** Work instructions **
What you produce should be every line from the data that includes "could".

** Input for this task **
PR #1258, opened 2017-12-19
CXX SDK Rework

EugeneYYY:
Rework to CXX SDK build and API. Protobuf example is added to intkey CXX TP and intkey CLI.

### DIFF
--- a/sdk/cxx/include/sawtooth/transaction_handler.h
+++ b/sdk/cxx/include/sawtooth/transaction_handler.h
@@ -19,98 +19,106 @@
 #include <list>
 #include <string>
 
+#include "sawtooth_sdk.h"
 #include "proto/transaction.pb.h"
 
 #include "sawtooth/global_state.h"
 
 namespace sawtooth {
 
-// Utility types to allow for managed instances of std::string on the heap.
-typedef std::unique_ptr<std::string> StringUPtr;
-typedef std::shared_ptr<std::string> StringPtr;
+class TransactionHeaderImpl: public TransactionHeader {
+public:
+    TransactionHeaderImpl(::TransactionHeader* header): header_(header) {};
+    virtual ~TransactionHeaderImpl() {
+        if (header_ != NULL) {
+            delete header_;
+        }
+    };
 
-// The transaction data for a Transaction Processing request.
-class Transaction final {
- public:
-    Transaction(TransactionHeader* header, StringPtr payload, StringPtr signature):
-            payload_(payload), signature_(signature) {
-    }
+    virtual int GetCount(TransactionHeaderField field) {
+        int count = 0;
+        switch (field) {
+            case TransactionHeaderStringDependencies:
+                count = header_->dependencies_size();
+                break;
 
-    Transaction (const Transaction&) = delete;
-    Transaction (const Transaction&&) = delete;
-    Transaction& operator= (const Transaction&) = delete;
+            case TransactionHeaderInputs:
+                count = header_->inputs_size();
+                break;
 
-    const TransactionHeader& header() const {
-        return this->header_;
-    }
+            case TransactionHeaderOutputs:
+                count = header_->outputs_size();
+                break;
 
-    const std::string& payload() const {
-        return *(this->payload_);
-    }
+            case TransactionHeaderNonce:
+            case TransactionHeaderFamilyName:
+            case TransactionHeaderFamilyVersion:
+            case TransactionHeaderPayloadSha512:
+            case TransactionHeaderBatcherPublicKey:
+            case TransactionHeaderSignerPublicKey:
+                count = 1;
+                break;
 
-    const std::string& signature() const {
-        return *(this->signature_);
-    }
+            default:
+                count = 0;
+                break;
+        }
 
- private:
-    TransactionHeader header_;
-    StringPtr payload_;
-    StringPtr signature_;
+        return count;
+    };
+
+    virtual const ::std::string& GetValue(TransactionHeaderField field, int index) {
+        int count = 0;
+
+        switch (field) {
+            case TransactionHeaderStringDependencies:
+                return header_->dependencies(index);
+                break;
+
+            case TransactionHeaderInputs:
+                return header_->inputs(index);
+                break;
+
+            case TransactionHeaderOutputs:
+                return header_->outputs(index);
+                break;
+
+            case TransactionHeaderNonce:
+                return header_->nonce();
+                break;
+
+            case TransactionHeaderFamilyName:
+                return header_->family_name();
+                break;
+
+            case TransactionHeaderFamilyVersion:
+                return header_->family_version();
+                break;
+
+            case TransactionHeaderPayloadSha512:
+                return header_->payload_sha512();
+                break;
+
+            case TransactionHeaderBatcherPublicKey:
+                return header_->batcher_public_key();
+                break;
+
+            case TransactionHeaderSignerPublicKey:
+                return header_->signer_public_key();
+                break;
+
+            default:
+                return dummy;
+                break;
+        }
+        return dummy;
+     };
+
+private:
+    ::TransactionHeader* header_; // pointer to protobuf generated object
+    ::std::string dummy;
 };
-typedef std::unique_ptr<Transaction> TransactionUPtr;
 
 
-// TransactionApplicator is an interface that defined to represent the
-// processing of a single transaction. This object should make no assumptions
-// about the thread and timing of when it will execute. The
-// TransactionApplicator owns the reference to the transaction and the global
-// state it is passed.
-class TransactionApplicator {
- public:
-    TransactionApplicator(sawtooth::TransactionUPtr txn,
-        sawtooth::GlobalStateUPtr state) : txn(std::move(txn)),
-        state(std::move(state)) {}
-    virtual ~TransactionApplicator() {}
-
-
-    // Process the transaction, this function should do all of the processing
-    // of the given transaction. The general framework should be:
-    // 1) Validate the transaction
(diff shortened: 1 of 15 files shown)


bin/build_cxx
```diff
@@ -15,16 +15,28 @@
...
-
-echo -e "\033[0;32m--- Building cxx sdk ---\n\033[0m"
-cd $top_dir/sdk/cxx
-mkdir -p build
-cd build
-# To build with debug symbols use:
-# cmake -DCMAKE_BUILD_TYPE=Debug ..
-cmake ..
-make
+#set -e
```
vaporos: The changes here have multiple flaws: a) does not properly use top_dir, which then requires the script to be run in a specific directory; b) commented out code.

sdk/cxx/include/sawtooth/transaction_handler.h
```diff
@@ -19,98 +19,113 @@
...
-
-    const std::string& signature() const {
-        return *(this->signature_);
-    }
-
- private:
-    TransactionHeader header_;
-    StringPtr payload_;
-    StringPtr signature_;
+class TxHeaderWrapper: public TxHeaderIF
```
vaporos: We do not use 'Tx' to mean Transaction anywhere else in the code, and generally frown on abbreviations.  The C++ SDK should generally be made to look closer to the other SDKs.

...

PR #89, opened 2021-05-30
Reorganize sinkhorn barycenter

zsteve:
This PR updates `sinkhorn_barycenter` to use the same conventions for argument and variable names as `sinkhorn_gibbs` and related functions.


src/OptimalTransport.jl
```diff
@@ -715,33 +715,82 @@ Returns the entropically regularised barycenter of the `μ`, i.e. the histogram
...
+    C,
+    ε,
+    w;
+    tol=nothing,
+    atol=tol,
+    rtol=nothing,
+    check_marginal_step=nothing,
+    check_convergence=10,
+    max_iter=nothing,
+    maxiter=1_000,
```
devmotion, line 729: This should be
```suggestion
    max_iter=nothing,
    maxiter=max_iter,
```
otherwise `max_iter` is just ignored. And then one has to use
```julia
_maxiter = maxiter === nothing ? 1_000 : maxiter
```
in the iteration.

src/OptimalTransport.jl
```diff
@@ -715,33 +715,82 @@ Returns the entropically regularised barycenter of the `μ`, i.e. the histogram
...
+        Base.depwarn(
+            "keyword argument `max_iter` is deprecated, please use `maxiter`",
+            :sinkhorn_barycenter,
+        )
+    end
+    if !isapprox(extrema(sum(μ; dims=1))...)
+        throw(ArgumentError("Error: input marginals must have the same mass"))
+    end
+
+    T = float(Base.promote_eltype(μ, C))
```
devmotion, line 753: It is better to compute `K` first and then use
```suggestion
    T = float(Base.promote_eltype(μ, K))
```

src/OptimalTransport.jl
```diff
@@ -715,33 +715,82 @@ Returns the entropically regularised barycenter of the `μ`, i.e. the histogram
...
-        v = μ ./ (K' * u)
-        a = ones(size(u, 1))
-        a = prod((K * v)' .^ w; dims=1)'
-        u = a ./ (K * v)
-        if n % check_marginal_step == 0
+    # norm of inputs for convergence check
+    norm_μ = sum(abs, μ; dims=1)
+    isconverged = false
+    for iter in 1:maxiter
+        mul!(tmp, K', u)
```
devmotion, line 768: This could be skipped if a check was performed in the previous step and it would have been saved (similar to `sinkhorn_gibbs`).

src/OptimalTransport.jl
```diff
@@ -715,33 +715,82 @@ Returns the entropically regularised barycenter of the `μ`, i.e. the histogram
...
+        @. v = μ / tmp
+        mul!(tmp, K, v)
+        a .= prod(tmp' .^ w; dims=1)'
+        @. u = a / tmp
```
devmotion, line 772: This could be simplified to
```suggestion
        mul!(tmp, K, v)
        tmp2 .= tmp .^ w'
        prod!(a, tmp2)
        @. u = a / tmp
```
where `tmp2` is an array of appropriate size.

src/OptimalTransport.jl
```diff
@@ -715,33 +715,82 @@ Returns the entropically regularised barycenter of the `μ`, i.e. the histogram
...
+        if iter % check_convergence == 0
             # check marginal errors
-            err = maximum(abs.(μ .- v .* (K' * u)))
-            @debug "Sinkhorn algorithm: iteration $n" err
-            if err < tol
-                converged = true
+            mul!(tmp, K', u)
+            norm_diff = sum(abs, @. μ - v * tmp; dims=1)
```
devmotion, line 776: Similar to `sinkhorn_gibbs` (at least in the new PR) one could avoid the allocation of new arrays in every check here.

--

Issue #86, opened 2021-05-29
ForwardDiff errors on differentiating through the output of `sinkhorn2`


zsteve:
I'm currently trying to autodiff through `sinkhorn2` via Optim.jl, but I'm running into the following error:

** Response for this exercise **
devmotion, line 768: This could be skipped if a check was performed in the previous step and it would have been saved (similar to `sinkhorn_gibbs`).
devmotion, line 772: This could be simplified to
devmotion, line 776: Similar to `sinkhorn_gibbs` (at least in the new PR) one could avoid the allocation of new arrays in every check here.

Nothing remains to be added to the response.